Task instructions →
Report each line below that carries the word "process".

Material for this exercise →
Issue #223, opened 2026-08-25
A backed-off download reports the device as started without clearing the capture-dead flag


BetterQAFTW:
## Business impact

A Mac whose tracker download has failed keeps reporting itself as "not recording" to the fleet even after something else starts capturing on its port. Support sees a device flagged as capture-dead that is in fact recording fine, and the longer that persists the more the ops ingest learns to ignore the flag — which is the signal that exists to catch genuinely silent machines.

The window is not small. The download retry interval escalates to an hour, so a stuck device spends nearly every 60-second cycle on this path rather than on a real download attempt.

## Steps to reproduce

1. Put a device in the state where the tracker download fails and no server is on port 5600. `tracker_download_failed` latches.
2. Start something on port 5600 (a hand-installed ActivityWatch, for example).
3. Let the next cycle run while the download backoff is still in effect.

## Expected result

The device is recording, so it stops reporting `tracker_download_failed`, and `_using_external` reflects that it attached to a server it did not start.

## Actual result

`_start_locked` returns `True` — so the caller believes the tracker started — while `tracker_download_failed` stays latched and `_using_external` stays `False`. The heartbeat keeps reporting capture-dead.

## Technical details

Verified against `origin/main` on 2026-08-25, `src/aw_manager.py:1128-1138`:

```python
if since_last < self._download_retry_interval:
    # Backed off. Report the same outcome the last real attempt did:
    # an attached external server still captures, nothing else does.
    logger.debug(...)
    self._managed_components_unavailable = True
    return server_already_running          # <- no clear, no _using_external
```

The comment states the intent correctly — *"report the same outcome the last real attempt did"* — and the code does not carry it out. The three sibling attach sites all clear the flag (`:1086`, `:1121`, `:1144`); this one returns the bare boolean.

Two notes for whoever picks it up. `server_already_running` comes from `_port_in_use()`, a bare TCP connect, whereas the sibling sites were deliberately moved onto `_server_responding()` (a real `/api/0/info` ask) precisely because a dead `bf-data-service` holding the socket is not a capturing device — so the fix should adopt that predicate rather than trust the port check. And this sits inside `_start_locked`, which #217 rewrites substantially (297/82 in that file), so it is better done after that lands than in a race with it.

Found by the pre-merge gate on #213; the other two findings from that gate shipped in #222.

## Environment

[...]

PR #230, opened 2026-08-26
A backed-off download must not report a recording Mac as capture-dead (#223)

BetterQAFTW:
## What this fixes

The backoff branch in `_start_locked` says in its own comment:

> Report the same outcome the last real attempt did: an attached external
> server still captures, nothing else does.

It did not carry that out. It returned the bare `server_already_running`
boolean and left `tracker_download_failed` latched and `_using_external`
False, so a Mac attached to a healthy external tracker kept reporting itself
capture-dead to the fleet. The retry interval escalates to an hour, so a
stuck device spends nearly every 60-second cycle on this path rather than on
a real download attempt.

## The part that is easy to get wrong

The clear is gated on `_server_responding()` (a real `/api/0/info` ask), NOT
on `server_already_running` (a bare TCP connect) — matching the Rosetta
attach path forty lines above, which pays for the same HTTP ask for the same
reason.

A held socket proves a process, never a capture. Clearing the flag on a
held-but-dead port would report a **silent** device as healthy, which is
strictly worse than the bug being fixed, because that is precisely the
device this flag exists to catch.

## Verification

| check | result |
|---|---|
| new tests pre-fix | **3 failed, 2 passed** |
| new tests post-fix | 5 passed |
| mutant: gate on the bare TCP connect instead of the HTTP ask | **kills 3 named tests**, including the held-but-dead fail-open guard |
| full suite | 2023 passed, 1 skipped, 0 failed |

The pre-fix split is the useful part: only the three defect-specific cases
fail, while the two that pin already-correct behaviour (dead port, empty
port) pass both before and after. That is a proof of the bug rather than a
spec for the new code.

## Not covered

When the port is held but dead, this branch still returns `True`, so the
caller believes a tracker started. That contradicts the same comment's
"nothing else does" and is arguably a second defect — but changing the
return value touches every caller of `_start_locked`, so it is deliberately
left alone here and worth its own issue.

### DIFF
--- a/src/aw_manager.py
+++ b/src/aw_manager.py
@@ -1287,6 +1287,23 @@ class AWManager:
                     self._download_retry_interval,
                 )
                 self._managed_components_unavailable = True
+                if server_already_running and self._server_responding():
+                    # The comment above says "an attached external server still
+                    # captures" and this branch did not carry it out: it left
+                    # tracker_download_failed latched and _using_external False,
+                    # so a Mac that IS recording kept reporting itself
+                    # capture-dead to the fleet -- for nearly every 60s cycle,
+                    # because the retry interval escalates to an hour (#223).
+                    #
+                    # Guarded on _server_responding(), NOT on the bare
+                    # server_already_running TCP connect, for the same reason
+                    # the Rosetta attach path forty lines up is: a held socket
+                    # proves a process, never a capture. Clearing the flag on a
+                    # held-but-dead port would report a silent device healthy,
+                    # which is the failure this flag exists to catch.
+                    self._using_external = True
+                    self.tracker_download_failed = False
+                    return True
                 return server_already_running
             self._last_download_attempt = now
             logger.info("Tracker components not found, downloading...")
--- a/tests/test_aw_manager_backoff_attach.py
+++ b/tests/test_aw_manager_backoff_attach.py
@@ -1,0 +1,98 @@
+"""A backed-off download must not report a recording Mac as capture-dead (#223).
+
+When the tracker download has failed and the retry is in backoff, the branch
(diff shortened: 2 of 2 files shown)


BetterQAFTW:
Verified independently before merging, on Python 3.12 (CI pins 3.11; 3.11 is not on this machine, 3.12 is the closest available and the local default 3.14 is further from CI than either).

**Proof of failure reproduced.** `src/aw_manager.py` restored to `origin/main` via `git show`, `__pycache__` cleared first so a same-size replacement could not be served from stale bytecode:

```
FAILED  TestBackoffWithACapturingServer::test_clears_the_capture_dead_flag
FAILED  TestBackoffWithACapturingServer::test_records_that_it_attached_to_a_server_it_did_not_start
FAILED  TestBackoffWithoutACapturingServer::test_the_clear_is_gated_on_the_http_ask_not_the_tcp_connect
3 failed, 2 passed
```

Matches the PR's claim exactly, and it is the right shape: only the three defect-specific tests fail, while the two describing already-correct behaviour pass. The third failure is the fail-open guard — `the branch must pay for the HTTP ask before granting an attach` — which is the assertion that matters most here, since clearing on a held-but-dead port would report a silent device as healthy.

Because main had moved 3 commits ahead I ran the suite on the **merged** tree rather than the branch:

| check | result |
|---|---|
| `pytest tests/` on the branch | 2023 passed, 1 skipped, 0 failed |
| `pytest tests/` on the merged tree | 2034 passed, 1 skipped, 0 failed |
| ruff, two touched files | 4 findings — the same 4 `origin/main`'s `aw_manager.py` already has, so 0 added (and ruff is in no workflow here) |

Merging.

Solution to this task →
A held socket proves a process, never a capture. Clearing the flag on a
+                    # proves a process, never a capture. Clearing the flag on a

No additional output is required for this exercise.